In early january 2019 we encountered a challenge from the Startup in Residence program concerning the use of leaseland. This post is the first in a series in which we will take you along the business and technological developments of the challenge.
The Rijksvastgoedbedrijf (RVB), part of the Ministry of the Interior, owns 45,000 hectares of agricultural land. This land has to be cropped according to a crop rotation plan to prevent soil depletion and ensure durability. However, the RVB is missing tools to gain insight in the actual use of the land to determine whether the plan is being complied with. As a consequence, the Ministry of Economic Affairs, which offers subsidies to crop these lands, can not determine whether its subsidies are rightfully provided.
We submitted our proposal along with 32 other participants, went through three rounds of pitching and refinement, and eventually won the challenge with our final proposal. This marked the first project of Geronimo.AI, 3 months after our enlistment in the chamber of commerce and a few weeks into our full time dedication.
The interest for the RVB is encapsulated in the following three questions:
- How do we gain insight into the use of of the leased land?
- Are the prescribed construction plans complied with?
- Is the requested subsidy in line with the use of the leased land?
All these questions can be answered with a full classification of grown crops on the 45,000 hectares. This would offer insight, the possibility to check compliance with the construction plan and whether subsidies are rightfully provided. If only such a classification was available…
A common method to represent the growth of crops is based on their reflection and absorption spectra. Roughly speaking, biomass absorbs red sunlight and reflects near infrared.

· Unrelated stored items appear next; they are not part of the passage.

Issue #497, opened 2022-06-20
Template write / read merges traces in rare case where traces from same channel align exactly


flixha:
**Describe the bug**
Consider a template for a 1-component sensor with only a vertical channel, with P- and S-pick on the same trace. If the traces happen to line up exactly, that is, the first sample of the S-trace follows the last sample of the P-trace, then the obspy / mseed library merges the waveforms for the P- and S-part into one trace. The result is a template where some traces suddenly have double the length, and once there is a mix of trace lengths, then of course EQcorrscan will report an error.

**To Reproduce**
see attached template object - trace NS.ARA1.00.BHZ is merged into one trace when reading, even though the template had two traces for NS.ARA1.00.BHZ before writing.
[Template_sample.gz](https://github.com/eqcorrscan/EQcorrscan/files/8939175/Template_sample.gz)  (.tgz file renamed to .gz due to file type restrictions on Github)
```python
from eqcorrscan.core.match_filter import Template, Tribe
tribe = Tribe().read('Template_sample.gz')
templ = tribe[0]
assert len(list(set([tr.stats.npts for tr in templ.st]))) == 1
```

**Expected behavior**
The trace should be properly split into the two parts for P and S.

**Desktop (please complete the following information):**
 - Operating System: RHEL 8.3
 - Python version: 3.9
 - EQcorrscan version: develop

**Additional context**
This problem is not directly caused by EQcorrscan, but rather by the mseed-reading routines. I'm trying to look for some lower-level options that stop how the data are merged into one trace in the miniseed routines, but I don't know the codes so well so this may take some time. I'm not sure yet whether this is an issue of reading or writing the miniseed file. If the mseed library doesn't allow the trace to be split in this case, then we may have to think of a workaround or some extra checks.

Even though I'm continuing to investigate, if you have any ideas, please let me know!

calum-chamberlain:
Nice spot! That's an ugly bug, thanks for finding it.  I think we should probably try to cope with it in here if we can, although I'm not sure how at the moment....

Sorry for the bug!

ylseanna:
+1

I annoyingly also encountered this problem, twice during a single day of data even. Any fixes on the horizon (or known work-arounds in the meantime)?

PR #498, opened 2022-06-20
WIP: Fix bug where perfectly aligning traces are merged into one trace by MSeed read routine

flixha:
### What does this PR do?
First attempt at fixing #497. This checks that all template traces have the same length. If it finds any traces that have double (or another multiple) of the "normal" template length, then it splits these traces into traces of the exact same length with the newly corrected start and endtimes. 

I will add testing / changes-log once I / we feel that this is the right way to avoid the bug.

The fix here keeps all the checks within EQcorrscan, while in theory I was hoping to find an option that avoids the behavior that leads to this bug in the mseed-routines. But I don't think that such an option exists there for exact matches; the only option I do know is that one case change a hard-coded option in the miniseed-library to reduce the tolerance until which traces are merged. But that only concerns the matching of time samples; not block numbers as far as I know.

As we don't (yet) save template length as a template / tribe metadata, the following edge cases would not be solved by this PR:
 - when all traces of a template are affected by the mseed-segment merging problem
 - maybe other sample 

### PR Checklist
- [ ] All tests still pass.
- ~[ ] First time contributors have added your name to `CONTRIBUTORS.md`.~


calum-chamberlain:
This is a nice idea to cope with this, but frustratingly the lack of checks for short template lengths in other places can lead to some short traces being included in templates. This means that taking the minimum of the trace lengths to be the correct length probably won't work as a general fix.

I wonder if it is time to add some more details to the template files that are written out, like the nominal length, or the start and end times of each channel in the template.

It would also be good to catch the issue of incorrect template lengths on creation...

flixha:
I see that; I didn't fully think through that part about templates that are too short because I had my own checks in place while I was creating the templates. So this solution here won't work on its own for now..

calum-chamberlain:
Sadly no - I think that generating templates not of the length requested is a bug that should be fixed as well, but that still won't help with older templates, or templates that someone might have constructed not using EQcorrscan (once the bug is fixed). In another issue (I forget which, sorry), allowing different lengths on different channels has been discussed as well. Maybe we should just commit to fixing this by adding more metadata and forcibly reconstructing the waveforms to meet that metadata?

Satellite images, which hold these absorptions and reflections, can be used as input for this method. This results in a curve representing the growth of a crop, so-called growth curves. Also, research has shown that classification of crops based on growth curves, such as potatoes and corn, is possible.
Our proposal was to use these methods to further classify crops from satellite images using a data-driven approach, i.e. to train a model to classify crops based on their growth curves.
To train such a model a ground truth, or a labelled data set is required. All farmers are required to register what crops they grow. If this would be a truthful registry there would be no problem for us to solve. However, the registry contains both the leased lands and the private lands. Since there is no incentive for farmers on private lands to fraude this registration, their entries can be used as a labelled data set.
Now we got something to work with: We have a data-driven solution to classify crops (growth curves and classification), we have the data driving this solution (satellite images), and we have a labelled data set to train and verify the solution (registry and clustering). The results of this solution have to be visualised so the users of the RVB can utilize it to answer their questions. Therefor we partnered with Dacom, a company specialised in hardware & software for agricultural applications, which will add features to their Boer & Bunder platform to visualize our analysis and suit the needs of the RVB. We baptised this new application as the Crop Detector!
The upcoming months we will develop the Crop Detector in close cooperation with the end users of the RVB and Dacom to ensure a consumer fit product. We will keep you up to date!